Methods: this was a secondary analysis of a hospital-based cohort study from maternally-linked medical birth registry data at KCMC between 2000 and 2018. A total of 47,035 singleton deliveries were included in this study. Data analysis was performed using statistical package for social sciences (SPSS), version 20 (IBM Corp., Armonk, NY). Relative risk and corresponding 95% confidence intervals (CI) were used to determine association between LBW and paternal characteristics using log-binomial regression models, with robust standard errors to account for clustering of deliveries within mothers.
Results: the proportion of LBW during the study period was 9.6%. After adjusting for maternal characteristics, higher risk of LBW was among fathers with low education level (RR=1.72, 95% CI: 1.22, 2.41, p=0.002), aged ≤24 years old (RR=1.37, 95% CI: 1.21, 1.55), and those unemployed (RR= 1.11, 95% CI: 1.01, 1.21). Lower risk of LBW was among fathers aged ≥40 years (RR=0.97, 95% CI: 0.88, 1.08), but this association was not statistically significant.

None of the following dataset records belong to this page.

PR #10600, opened 2026-05-14
Cancellable started export jobs

bsekachev:
### Motivation and context

This PR adds the ability to cancel export requests that are already in progress. Previously, CVAT could cancel only requests that were still queued or deferred, so a user had to wait for a long-running annotations, dataset, or backup export to finish even if the result was no longer needed.

Core ideas and design solutions:

- Preserve existing cancellation behavior for queued and deferred requests.
- Add started-request cancellation only for export jobs, because exports are non-mutating background operations.
- Keep started cancellation unsupported for mutating jobs such as imports, task creation, quality report calculation, consensus merge, and auto-annotation.
- Use RQ’s stop-job command for started export jobs so the worker stops the running job and RQ releases dependent deferred jobs normally.
- Preserve one-running-job-per-user export sequencing: when a started export is canceled, the next dependent export can continue.
- Keep debug `SimpleWorker` same-process for debugger ergonomics. It marks itself with `cvat_can_stop_started_jobs = 0`, and the API rejects started export cancellation for that worker type because there is no separate worker process to stop safely.
- Treat missing `cvat_can_stop_started_jobs` as “can stop” for backward compatibility with already running/default workers.
- Allow started export cancellation from the Requests page UI.

### How has this been tested?

Manually verified with lightweight checks:
- Python compile check for touched backend files.
- Reviewed request cancellation flow for queued/deferred, started export, started non-export, and SimpleWorker paths.

No automated tests were added for this change.

### Checklist

### License


cvat/apps/redis_handler/views.py
```diff
@@ -242,14 +286,41 @@
...
+                "Cancellation of started requests is supported only for export requests "
+                "executed by production workers"
+            )
+
+        # RQ will stop the forked work horse and enqueue dependent jobs from its stopped-job path.
+        queue = django_rq.get_queue(rq_job.origin)
+        try:
+            send_stop_job_command(queue.connection, rq_job.id, serializer=queue.serializer)
+        except InvalidJobOperation as ex:
+            return HttpResponseBadRequest(str(ex))
```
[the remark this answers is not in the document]
bsekachev: Fixed

cvat/apps/redis_handler/views.py
zhiltsov-max, line 1: Having at least 1 test for this functionality would be really nice.

cvat/apps/redis_handler/views.py
```diff
@@ -242,14 +282,42 @@ def cancel(self, request: ExtendedRequest, pk: str):
...
+        # Jobs that have not started yet are safe to cancel directly. RQ will also enqueue
+        # dependents when ONE_RUNNING_JOB_IN_QUEUE_PER_USER is enabled.
+        if rq_job_status in {RQJobStatus.QUEUED, RQJobStatus.DEFERRED}:
+            # FUTURE-TODO: race condition is possible here
+            rq_job.cancel(enqueue_dependents=settings.ONE_RUNNING_JOB_IN_QUEUE_PER_USER)
+            rq_job.delete()
+            return Response(status=status.HTTP_200_OK)
 
-        if rq_job.get_status(refresh=False) not in {RQJobStatus.QUEUED, RQJobStatus.DEFERRED}:
+        # Finished, failed, scheduled, and other non-started states cannot be interrupted.
```
zhiltsov-max, line 298: It may be mistaken, but cancelling scheduled jobs can actually be the second main use case, since we chain jobs per user. I know that canceling them is quite challenging though, so I don't insist on supporting cancellation for them.

cvat/apps/redis_handler/views.py
```diff
@@ -242,14 +282,42 @@ def cancel(self, request: ExtendedRequest, pk: str):
             return HttpResponseNotFound("There is no request with specified id")
 
         self.check_object_permissions(request, rq_job)
+        rq_job_status = rq_job.get_status(refresh=False)
+
+        # Terminal canceled jobs are not useful for users in the requests API. Remove them when
+        # they are observed after RQ has already finished cancellation handling.
+        if rq_job_status in {RQJobStatus.CANCELED, RQJobStatus.STOPPED}:
+            rq_job.delete()
```
zhiltsov-max: I think this delete can probably be removed, as it may create a race with task creation.

cvat/apps/redis_handler/views.py
bsekachev: > since we chain jobs per user 

It uses "deferred" mechanism. Such jobs already handled normally. 
As far as I know, "scheduled" status is not used in CVAT

bsekachev: gpt:

```
Yes, scheduled exists in django-rq / RQ.

In RQ, scheduled is a valid job status. It applies when a job has been scheduled to run in the future, for example through enqueue_in() or enqueue_at(), because apparently “run this later” needed its own little bureaucratic holding pen.

Example:

from datetime import timedelta
import django_rq

queue = django_rq.get_queue("default")

job = queue.enqueue_in(timedelta(minutes=10), my_func)

job.get_status(refresh=True)
# "scheduled"
```

cvat/apps/redis_handler/views.py
bsekachev: task creation? 
I do not think it can be currently cancelled. I believe task creation maybe queued, deferred, started, finished or failed.

zhiltsov-max: I meant new rq job creation for exports

cvat/apps/redis_handler/views.py
zhiltsov-max: Ok, my bad.

cvat/apps/redis_handler/views.py
bsekachev: okay, removed here and above

cvat/apps/redis_handler/views.py
bsekachev: Added several unit tests 

test_cancel_started_export_request_from_simple_worker_returns_bad_request (cvat.apps.redis_handler.tests.test_views.TestRequestViewSetCancel.test_cancel_started_export_request_from_simple_worker_returns_bad_request) ... ok
test_cancel_started_export_request_sends_stop_command (cvat.apps.redis_handler.tests.test_views.TestRequestViewSetCancel.test_cancel_started_export_request_sends_stop_command) ... ok
test_cancel_started_non_export_request_returns_bad_request (cvat.apps.redis_handler.tests.test_views.TestRequestViewSetCancel.test_cancel_started_non_export_request_returns_bad_request) ... ok

cvat/rqworker.py
```diff
@@ -30,6 +30,13 @@ class SimpleWorker(Worker):
 
     death_penalty_class = BaseDeathPenalty
 
+    def register_birth(self):
+        super().register_birth()
+        # The server process uses this flag to reject started-job cancellation in debug mode:
+        # SimpleWorker runs jobs in-process, so there is no forked work horse to stop.
+        # As we do not want just kill debug process
+        self.connection.hset(self.key, "cvat_can_stop_started_jobs", 0)
```
zhiltsov-max, line 38: This call should probably use the `CVAT_CAN_STOP_STARTED_JOBS_KEY` variable.

zhiltsov-max (approved):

Conclusion: the study confirmed paternal young age (≤24 years old), paternal low education level and unemployment as predictors for LBW . Current evidence on the effect of paternal characteristics on LBW might suggest that programs and policies should target their engagement as a key strategy for improving birth outcomes during the perinatal period. Future studies should assess how paternal factors are associated with the risk of adverse birth outcomes.